Derintop ging hinüber zum China-Restaurant und trat ein. Bei den Chinesen sieht es immer gleich aus, dachte er abfällig. Rote Tapeten, am Eingang ein kleiner Springbrunnen, ein großes Meerwasseraquarium, von den Decken baumelten Papierballons und über allem rieselten chinesische Harmoniegesänge aus versteckten Lautsprechern. Zwei Tische an den Fenstern waren besetzt. Am Ende des langen Raumes stand ein kleines Männlein in schwarzer Kellnerkleidung hinter der Theke und kam nun hervor, um den neuen Gast zu begrüßen.
»Was ist mit dem Laden nebenan«, fragte Derintop unfreundlich und reckte seinen Stiernacken vor. Das Männlein neigte den Kopf ein wenig zur Seite und schaute zu Derintop auf.
»Oh, ist geschlossen. Ja, hihi.« Die Augenschlitze des Männleins wurden zu schmalen Strichen.
»Ja und? Wann macht er wieder auf?«
»Oh, weiß nich. Hat die Frau vorige Woche ssugemacht. Diese Thailänderin. Tja, so geht das, ne? Hihi.«
»Was ist denn das überhaupt für ein Laden.«
»War, wie gesagt. Hihi. Ich glaube, der macht nich mehr auf.«
Derintop hatte das Gefühl, als ob dieser Wicht ihn veralbern wollte. »Und was war das für ein Laden?

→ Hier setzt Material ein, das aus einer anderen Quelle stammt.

PR #1194, opened 2026-06-29
dotnet: remove borrowed_return_targets pre-pass; all opaques unconditionally use RustHandle

irvingoujAtDevolution:
Follow-up to #1189, prompted by @Manishearth's review.

As per the Rust/Postgres (not related here, it's just I like it) community's long-standing correctness-over-performance practice, I replaced the `borrowed_return_targets()` global pre-pass — which scanned every type and method in the TCX to decide which opaques needed the non-owning-wrapper machinery — with the simpler invariant: **all opaque types always use `RustHandle<T>` + `_edges`**.

The pre-pass was fragile: it only caught direct `&T` returns, silently missed `Result<&T, E>` and any future borrowed-return shape, and was a parallel tracking mechanism sitting alongside the existing per-method `borrowing_param` visitor. The two mechanisms answered different questions about the same domain.

Cost: 8 bytes per instance (the `_edges` field; zero heap allocation when unused — `System.Array.Empty<object>()` is a shared global), and one extra indirection through `_destroy` per Dispose call. The `has_edges` conditional in the template is gone entirely, so the generated shape is now uniform across all opaques.

### DIFF
--- a/example/dotnet/Generated/DataProvider.cs
+++ b/example/dotnet/Generated/DataProvider.cs
@@ -10,7 +10,15 @@ namespace Somelib;
 
 public partial class DataProvider: IDisposable
 {
-    private unsafe Raw.DataProvider* _inner;
+    private unsafe RustHandle<Raw.DataProvider> _inner;
+
+    /// <summary>
+    /// Roots the wrappers this value borrows from so the GC cannot finalize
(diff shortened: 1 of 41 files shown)


Manishearth (approved):

Manishearth:
Yeah this makes more sense.

PR #1199, opened 2026-07-01
Separate out Nanobind stubgen task

tyler-zeromatter:
It's annoying to rebuild in CMake every time the files change when I'm iterating on generation, so this task separates out generating the stubs from the bindings to make iteration faster.

### DIFF
--- a/Makefile.toml
+++ b/Makefile.toml
@@ -682,9 +682,29 @@ script = '''
 mkdir vendor
 cd vendor
 nanobind_exists = is_path_exists nanobind
-if not nanobind_exists
+if not ${nanobind_exists}
     exec git clone https://github.com/wjakob/nanobind.git --depth=1 -b "v2.4.0" --recurse-submodules -q
 end
+# Read Nanobind version:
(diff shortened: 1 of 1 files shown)


tyler-zeromatter:
Just added some checks to verify the Nanobind version and a fix for the error message complaining about Nanobind not existing when it does

Makefile.toml
```diff
@@ -581,23 +581,39 @@ generate_generic example kotlin somelib "--config kotlin.scaffold=false" /src/ma
 
 [tasks.gen-nanobind-feature]
 category = "Code generation"
+dependencies = ["gen-nanobind-bindings", "gen-nanobind-stubs"]
```
Manishearth: Won't this run the two in parallel? That would be flaky, right?

You can have bindings be a dependency of stubgen or invoke cargo make here I think.

tyler-zeromatter: Ah, yeah I think there's a better way to organize this. Let me re-work

Manishearth (approved):

PR #1201, opened 2026-07-02
dotnet: owned opaque returns borrowing slice params via pinned ReadOnlyMemory

irvingoujAtDevolution:
## Motivation

Zero-copy parse APIs of the shape

```rust
pub fn decode(data: &'a [u8]) -> Result<Box<SecurityList<'a>>, Box<Error>>
```

were rejected by the .NET backend: slice params are only pinned via `fixed (...)` for the
duration of the call, so a returned value that borrows from one would dangle once the GC
moved or collected the backing array.

## Design

When `BorrowingParamVisitor` classifies a `&[u8]`/`&[u32]` param as `BorrowedSlice` (its
lifetime is used by an **owned** opaque success return), the lowering changes:

- The idiomatic param becomes `ReadOnlyMemory<byte>` / `ReadOnlyMemory<uint>` (arrays convert
  implicitly, so naive call sites are unchanged). This communicates the retention and lets
  performance-sensitive callers avoid GC pinning entirely (POH arrays, native
  `MemoryManager`-backed memory, sub-ranges via `AsMemory(offset, len)`).
- The buffer is pinned into a new `DiplomatPinnedMemory` holder (`ReadOnlyMemory.Pin()` →
  `MemoryHandle`) and rooted on the returned wrapper via the existing keep-alive `_edges`
  mechanism.
- `Dispose()` unpins holder edges **strictly after** `_inner.Release()` — Rust's `Drop` may
  still read the borrowed buffer. The holder deliberately has **no finalizer**, so it can
  never unpin ahead of the owning wrapper's destroy in the same GC cycle.
- Exception-safe throughout: the pin is created inside a `try`; a `catch` disposes each pin
  and rethrows (so a failed P/Invoke or a partial multi-pin failure can't leak a pin), and
  `DiplomatPinnedMemory.Pin` disposes the handle if wrapping it throws.

Generated shape:

```csharp
public static Parsed Parse(ReadOnlyMemory<byte> data)
{
    unsafe
    {
        DiplomatPinnedMemory? dataPin = null;
        try
        {
            dataPin = DiplomatPinnedMemory.Pin(data);
            var result = Raw.Parsed.Parse(new DiplomatSliceU8 { Ptr = (byte*)dataPin.Pointer, Len = (nuint)data.Length });
            if (!result.IsOk)
            {
                throw new ParseErrorException(new ParseError(result.Err));
            }
            return new Parsed(result.Ok, new object[] { dataPin });
        }
        catch
        {
            dataPin?.Dispose();
            throw;
        }
    }
}
```

## Conditional emission (netstandard2.0 floor)

`DiplomatPinnedMemory` depends on `System.Buffers.MemoryHandle` / `ReadOnlyMemory<T>`, which
need the `System.Memory` package on the netstandard2.0 / .NET Framework floor the backend
supports. A **run-level** flag emits the helper and the `Dispose` unpin-sweep only when the
generation actually produces a pinned-slice edge, so projects that never use the feature
don't inherit the dependency. The flag is computed before rendering (a pin edge lands on the
*returned* type, which may render before the pinning method's declaring type), and when set
the sweep is applied uniformly to every opaque — this does **not** reintroduce the per-type
pre-pass #1194 removed.

## Rejected (with diagnostics)

- borrowed (non-owned) opaque returns that borrow a slice — the wrapper never runs the Rust
  destructor, so unpinning on its `Dispose` would race the still-live Rust object
- borrowed string params (`&'a str`)
- error-arm slice borrows (a thrown exception has no owner to unpin)
- `Option`-wrapped pinned returns (a `null` result would leak the pin)
- mutable borrowed slices (`ReadOnlyMemory` can't hand Rust a mutable view)

Temporary (non-borrowed) slices keep the cheap call-scoped `fixed` lowering unchanged.

## Caller contract

The generated XML remarks state that the buffer stays pinned until the returned value is
disposed and must not be mutated while it is in use (Rust holds `&'a [u8]` and assumes
immutability — the same implicit contract the C/C++ bindings already carry).

## Tests

Tool unit tests cover the fallible/infallible decode shapes, unpin-on-Dispose ordering
(`Release()` before unpin), cross-type pinned returns (a factory on one type returning a
pinned instance of another), multi-pin methods, `ReadOnlyMemory<uint>`, and the rejection
diagnostics. Runtime tests (`PinnedSliceTests.cs`) cover round-trip, GC-pressure survival
while pinned, sub-range `AsMemory`, dispose semantics, and disposing a **live** pinned handle
on the throw path. Feature-test and example bindings regenerated.


tool/templates/dotnet/DiplomatPinnedMemory.cs.jinja
```diff
@@ -0,0 +1,61 @@
...
+/// </summary>
+/// <remarks>
+/// This uses <c>System.ReadOnlyMemory&lt;T&gt;</c> and
+/// <c>System.Buffers.MemoryHandle</c>. Those are built in on .NET Core 2.1+ /
+/// .NET Standard 2.1+, but on .NET Standard 2.0 and .NET Framework they ship in
+/// the <c>System.Memory</c> NuGet package — if you target those and use a
+/// method that borrows a slice, add a reference to <c>System.Memory</c> or this
+/// file will not compile.
+/// </remarks>
+internal sealed unsafe class DiplomatPinnedMemory : IDisposable
```
Manishearth, line 24: I recommend looking at how Kotlin does this for slices

Manishearth (approved):
This is fine, but I really really recommend trying to reuse the existing Diplomat scaffolding for borrowing. Look at the Kotlin, Dart, and JS backends. The scaffolding already has special understanding of how slices work.

Kotlin also has nice library abstractions around this.

tool/templates/dotnet/DiplomatPinnedMemory.cs.jinja
irvingoujAtDevolution: Hi @Manishearth, thanks for the review. Want to make sure I read the suggestion right — from the codebase, Kotlin copies the slice into a fresh native allocation
```
fun borrow(byteArray: ByteArray): GCSlice {
    val mem = allocateGarbageCollectedMemory(byteArray.size.toLong())
    val slice = copy(byteArray, mem)
    return GCSlice(mem, slice)
}
```
I'm not a JVM expert, but my understanding is: mem is a malloc'd block outside the JVM heap, the array is copied into it, and it's freed through GC reachability — the Memory object rides in the returned wrapper's edge list until both are unreachable. That copy looks like a tradeoff forced by the JVM (JNA docs: arrays are only valid within a single call), whereas C/C++ always pass the reference through without copying.

Since .NET specifically supports long-lived pinning (Memory<T>.Pin()), I think it makes more sense to preserve the reference semantic here. The edge model is the same as Kotlin's — the pin holder sits in the wrapper's edges the way GCSlice's Memory does — just with a pin inside instead of a copy.

It is also performance critical for our usage, https://github.com/Devolutions/IronRDP
where we try to limit allocation as much as possible.

Manishearth: Right, I was more talking about how the `.borrow()` method is on the arena type and that gets passed around and used in edges. It's not a code behavior thing, it's a code structure thing, it should not affect perf.

But perhaps .NET doesn't need the edge arena type. I don't fully understand how `Memory.Pin()` avoids a copy here: Does .NET allow native code to directly access buffers? Even for strings?

JVM/Dart/JS all do copies here because at least for some array types their internal representation is opaque to native code.

irvingoujAtDevolution:
Yes — .NET lets native code access managed buffers directly. Primitive arrays are [blittable](https://learn.microsoft.com/en-us/dotnet/framework/interop/blittable-and-non-blittable-types): same representation in managed and unmanaged memory, to the point that the default P/Invoke marshaller pins them instead of copying. [`ReadOnlyMemory<T>.Pin()`](https://learn.microsoft.com/en-us/dotnet/api/system.readonlymemory-1.pin) makes that stable past the call — "the garbage collector will not move the memory until the returned MemoryHandle is disposed". So for `&[u8]`/`&[u32]` the pointer Rust gets is the caller's actual array, no copy.

Strings too, funnily enough — the marshaller ["passes the callee a direct pointer to managed strings in the internal Unicode buffer"](https://learn.microsoft.com/en-us/dotnet/framework/interop/copying-and-pinning) instead of copying. The copy we do for strings is just the UTF-16→UTF-8 transcode the bridge needs, not a GC thing.

Structure-wise I think we ended up close to Kotlin already: `DiplomatPinnedMemory.Pin(data)` plays the `.borrow()` role and the holder is what lands in the wrapper's edges — it just holds a pin handle instead of a malloc+copy. We still need the holder type since something has to own the unpin and run it after the Rust dtor.

tool/templates/dotnet/DiplomatPinnedMemory.cs.jinja
irvingoujAtDevolution: please see https://github.com/rust-diplomat/diplomat/pull/1201#issuecomment-4879002757

Manishearth:
> The copy we do for strings is just the UTF-16→UTF-8 transcode the bridge needs, not a GC thing.


Yes, and if you want to hang on to a borrow of this string you need to pin the copy for the GC.

The Kotlin copy isn't a GC thing either: it's because you need to transcode things.

> Structure-wise I think we ended up close to Kotlin already: DiplomatPinnedMemory.Pin(data) plays the .borrow() role and the holder is what lands in the wrapper's edges — it just holds a pin handle instead of a malloc+copy. We still need the holder type since something has to own the unpin and run it after the Rust dtor.

That makes sense, thanks!

PR #1207, opened 2026-07-06
dotnet: render stringifiers as ToString() overrides

irvingoujAtDevolution:
Flips `stringifiers` on for .NET. A `#[diplomat::attr(auto, stringifier)]` method now renders as `public override string ToString()` on the idiomatic wrapper instead of a plain named method — raw layer unchanged. The old name-based stopgap (any parameterless write method literally named `to_string`) runs through the same predicate now, so there's one mechanism, not two.

Shapes C# can't express fail loud instead of emitting broken code: static stringifiers, fallible/nullable ones, and two methods both claiming the `ToString()` override all report a diagnostic and abort generation.

Regen produced zero diff — both feature-test stringifiers were already named `to_string`, so the output is byte-identical, just attr-driven now.

Tests: 4 new tool unit tests (render/replace + all three rejections), 2 new xunit facts including virtual dispatch through an `object`-typed reference.

### DIFF
--- a/feature_tests/dotnet/Tests/StringifierTests.cs
+++ b/feature_tests/dotnet/Tests/StringifierTests.cs
@@ -1,0 +1,31 @@
+using Somelib;
+using Xunit;
+
+namespace Somelib.FeatureTests;
+
+public class StringifierTests
+{
+    [Fact]
+    public void Stringifier_OverridesObjectToString()
+    {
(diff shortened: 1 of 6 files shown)


irvingoujAtDevolution:
closing the draft — stringifiers/`ToString()` isn't something we're pushing right now. can reopen later if we pick it back up.

Issue #228, opened 2022-08-24
Make `hir::LoweringError` have more specific variants


QnnOkabayashi:
When I wrote the HIR lowering code, I didn't know every kind of error that could occur, so the `hir::LoweringError` enum only has an `Other(String)` variant. Once the lowering is in a more finalized state, we should ctrl-F through the lowering code and add variants for each kind of error that can occur.

Manishearth:
Also potentially try to use something like annotate-snippets or miette for errors

PR #1209, opened 2026-07-07
HIR location errors first pass

tyler-zeromatter:
This adds a `LoweringError::OtherWithLoc` type for `LoweringError`, which takes in an `AstReport` to show where the error happens in the HIR.

TODO:
- [ ] Add one test for location errors in the HIR. This doesn't need to be as comprehensive as the AST location error tests, but at least one will show that lowering errors can print with locations.


tyler-zeromatter:
Closing this because I'd like to also address https://github.com/rust-diplomat/diplomat/issues/228 in the same stroke; otherwise I think trying to combine reporting information in the `LoweringError` enum with later variants will be tricky.

PR #1215, opened 2026-07-09
dotnet: owned Box<[u8]> return via zero-copy RustVec

irvingoujAtDevolution:
Adds .NET support for returning `Box<[u8]>` without an implicit copy.

`RustVec` owns the native allocation, works with `using`, provides scoped zero-copy access through `WithSpan(...)`, and makes copies explicit with `Clone()`. Raw P/Invoke stays in the raw layer; the public wrapper is safe.

Tests: `cargo fmt --all --check`, Clippy with `-D warnings`, C# formatter/analyzers, and CI.


core/src/hir/lowering.rs
```diff
@@ -1563,6 +1563,29 @@ impl<'ast> LoweringContext<'ast> {
...
+            // guaranteed layout, unlike the `DiplomatOwnedSlice<u8>` repr(C)
+            // shape an infallible return is converted to.
+            ast::TypeName::PrimitiveSlice(None, prim, _stdlib)
+                if self
+                    .attr_validator
+                    .attrs_supported()
+                    .owned_byte_slice_returns
+                    && context == TypeLoweringContext::Method
+                    && !in_result_option
+                    && matches!(
```
tyler-zeromatter: I would migrate the `self.attr_validator.attrs_supported().owned_byte_slice_returns` check into the block so we can return a specific `LoweringError` to tell users to `#[diplomat::cfg(supports=owned_byte_slice_returns)]`.

This avoids a generic "Owned slices cannot be returned" error (which is now not helpful in this scenario.

tyler-zeromatter: Additionally, I would update the "Owned slices cannot be returned" error to specify that some backends can now return `Box<[u8]>`.

tyler-zeromatter (commented):
Mostly looks good to me, the only nit I have is that I would like to see the error messages updated in `lowering.rs` to be more specific now that some backends can return `Box<[u8]>`.

I gave the C# implementation a quick glance and it seems to be fine, but it's not really my backend so I'm trusting the backend authors here that it is correct.

core/src/hir/lowering.rs
irvingoujAtDevolution: Thanks, updated!

tyler-zeromatter:
Doing a second review pass now

tyler-zeromatter (approved):
LGTM!

I think the .NET backend may want to eventually switch to using [insta](https://insta.rs/) for its lowering error tests, like the rest of the backends, but that's beyond the scope of this PR.

tyler-zeromatter:
@Manishearth unless you want to take a look, I'm happy to merge

Manishearth:
I'm still on vacation so go ahead

PR #11383, opened 2015-07-13
Adding theme name to the health data log

nethip:


nethip:
@prafulVaishnav @abose Could you guys take a quick look at this PR and see if this looks fine?

prafulVaishnav:
LGTM.. Merging..

nethip:
Thanks @prafulVaishnav :)

peterflynn:
@nethip @prafulVaishnav It seems like we should only send the theme name if it's in the Extension Registry, similar to what we do for extensions...  Is there time to do that for 1.4?

nethip:
@peterflynn Unfortunately we are pretty tight on the schedule. We are targeting for a release today itself! (hopefully there are no blockers)

I am wondering what are the use cases in which we would want to figure out if the theme is present in the registry or not and only then log it? I am guessing percentage of people installing themes from outside extension registry is minimal. The idea was to know what are the most used themes inside Brackets irrespective of where the theme is coming from. 

We could hard code to log only if the theme is `light` or `dark`, but that way we would never know about other themes used inside Brackets. 

Am I missing something here?

peterflynn:
@nethip This is a privacy protection we put in place for logging extension names.  It seems like the exact same rationale applies to themes too.  Theme names seem a _little_ less sensitive than extension names, but I don't think we should surprise people by logging the names of themes they didn't intend to share publicly (especially if we post them on a wiki summary for the world to see).  If there's no time to apply this check for theme names, maybe we should disable logging them for now?

peterflynn:
@nethip Also btw, before we ship 1.4 I think we need to update https://github.com/adobe/brackets/wiki/Health-Data with the new list of what's being logged.  We link to this from the UI, and we promised to update it whenever we add things to the Health Report...

nethip:
@peterflynn That is a very good catch! This was what I was missing :smile: . I just spoke to @prafulVaishnav, he says it is relatively simple. Let us target this for 1.4 itself. If it is turning out to be too much of work, we will then disable logging of this for 1.4. Also thanks for pointing out the Health Data URL that need to be updated. I will add to the deployment tasks.

peterflynn:
Sounds good!

PR #11399, opened 2015-07-14
Czech translation for 473f8f0

dvorapa:


abose:
Changes made by @sprintr into nls/cs. Merging.
Thanks @dvorapa .

PR #11417, opened 2015-07-20
Create templates

dkdev179:


abose:
What is this change about?

abose:
Closing change as no-op

PR #11441, opened 2015-07-22
Health Logs related to new find in files workflow.

abose:
Adds,
1. Prefs users has set for instant and node search disable
2. number of files in the project and the in-memory cache size for instant search.

addresses #11375 , #11055

### DIFF
--- a/src/search/node/FindInFilesDomain.js
+++ b/src/search/node/FindInFilesDomain.js
@@ -48,7 +48,8 @@ maxerr: 50, node: true */
         lastSearchedIndex = 0,
         crawlComplete = false,
         crawlEventSent = false,
-        collapseResults = false;
+        collapseResults = false,
+        cacheSize = 0;
     
     /**
      * Copied from StringUtils.js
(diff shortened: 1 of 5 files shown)


src/search/node/FindInFilesDomain.js
```diff
@@ -324,9 +325,13 @@ maxerr: 50, node: true */
...
             return;
         }
-        var i = 0;
+        var i = 0,
+            contents = "";
         for (i = 0; i < 10 && currentCrawlIndex < files.length; i++) {
-            getFileContentsForFile(files[currentCrawlIndex]);
+            contents = getFileContentsForFile(files[currentCrawlIndex]);
+            if (contents) {
+                cacheSize += contents.length;
```
peterflynn: @prafulVaishnav @nethip Fwiw I think this number is going to be inaccurate -- if I'm reading this code correctly, every time you re-index a file that was updated, you're going to add it to the existing cacheSize total even though it's overwriting its old entry.  So if a file is updated often, it could get counted in the cacheSize 100 times instead of just once.

abose:
Actualy the file crawl routine `fileCrawler` is only called once on project switch. File changes and re-index happen via a different route. So, we do not account for changes in project size as the user edits in brackets- the size is computed only on the project switch. So, the data sent should be accurate.

PR #11445, opened 2015-07-22
Typo in path to correspond with src/nls/root/strings.js

dvorapa:


abose:
Thanks @dvorapa for catching this one. 
Minor issues like this would have gone unnoticed.

PR #11452, opened 2015-07-23
Resolving the Unit Test Failures with modified Find In Files

rroshan1:
Resolving the Unit Test Failures with modified Find In Files


abose:
Looks good. Merging.

PR #11456, opened 2015-07-23
After fresh install health data should always return an empty object if not already defined.

abose:
After fresh install health data should always return an empty object if not already defined.


rroshan1:
Looks good. Merging.

PR #11466, opened 2015-07-24
Removing Hardcoded String

prafulVaishnav:


nethip:
Unfortunately, we have to wait for another day for the travis to kick in(it says we have reached the api rate limit for today.). Since this is a small change which we are targetting for 1.4, I am going ahead with the merge.

PR #11476, opened 2015-07-25
Health data for Find in files/instant search

abose:


abose:
Closing as branched out from release. will retarget once release is merged back to master.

Wem gehörte er?«
»Oooh ja, sie hat alles Mögliche verkauft hier, ne. Import, ne. Ssehen Ssie mal hier an der Decke, ne, da hat sie alles besorgt. Auch hier Glücksbringer un so, ne.« Das Männlein zeigte belustigt auf einen Jadering, der an langen roten Fäden von der Decke hing.
»Ja, und jetzt?«
»Jetz is ssu. Weiß nich, is pleite oder was, hihi. Wieso, wollen Ssie kaufen Glücksbringer, ich kann Ihnen Telefonnummer geben.«
Derintop nickte. Wenigstens etwas. Das Männlein kritzelte ein paar Zahlen auf einen Notizblock, riss das Blatt ab und reichte es Derintop. »Hier, da is meine Freund, bestellen Ssie einen schönen Gruß, is auch Vietnamese wie ich, handelt auch mit sowas, is zwar bisschen teurer, aber …«
»Moment mal. Das ist nicht die Nummer von dieser Thailänderin? Ich will die Nummer von dieser Frau! Was geht mich dieser Vietnamese an, und wieso Vietnamese, das ist doch ein China-Restaurant hier?«
»Ja, heißt immer so. Ssind eigentlich alles fast immer Vietnamesen, ja. Aber wenn es Vietnamesen-Restaurant heißt, kommt keiner, hihi. Und chinesische Küche un vietnamesische Küche – wie sagt man: is alles ein Brei? Nee, wie sagt man?«
Derintop war nahe daran, sich auf das Männlein zu werfen und ihm ein paar Ringergriffe zu zeigen. »Und die Frau hier nebenan? War die eigentlich auch Vietnamesin?«
»Nein, is Thailänderin. Nette Frau. Aber wenn Ssie wollen, meine Frau kann Ihnen mehr erzählen.« Das Männlein trat hinter den Tresen und steckte seinen Kopf durch einen schweren, roten Vorhang, der zur Küche führte. Kurz darauf kam eine dürre Frau mit dunklen Rändern unter den Augen hervor. Offensichtlich magenkrank. Und offensichtlich hatte sie das Gespräch bereits mitverfolgt.
»Ja, hatte eigentlich gute Geschäft gehabt, aber wissen Ssie, immer Problem mit Ehemann, deutsche Ehemann, ja. Wie heißt de noch? Messersmitt.« Sie rückte um den Tresen herum immer näher an Derintop heran und hielt eine Hand vor den Mund. »Da war immer Problem, ach, und hat viel getrunken, die Mann. Kann sein, dass vielleicht deswegen ssie hat zugemacht, weiß nich.«
»Und wo ist sie jetzt?«
»Weiß auch nich, vielleicht wieder zurück nach Thailand. Oder …«, jetzt flüsterte sie. »Vielleicht durchgebrannt. Hihihi.« Warum kniffen diese Asiaten immer die Augen zusammen, wenn sie lachten, dachte Derintop. Da ließ sich nie etwas erkennen.
»Und wohin durchgebrannt?« Derintop hatte Lust, ihr Lachen nachzuäffen.
»Ja, mit de Schmuckhändler da. Wie heißt de noch? Hatte ssie Verhältnis gehabt, wissen Ssie. Un de Mann immer nachspioniert. Immer hinterher, hinter die beiden. Waren oft Kunden hier. Netter Mann, de Schmuckhändler.« Sie nickte belustigt.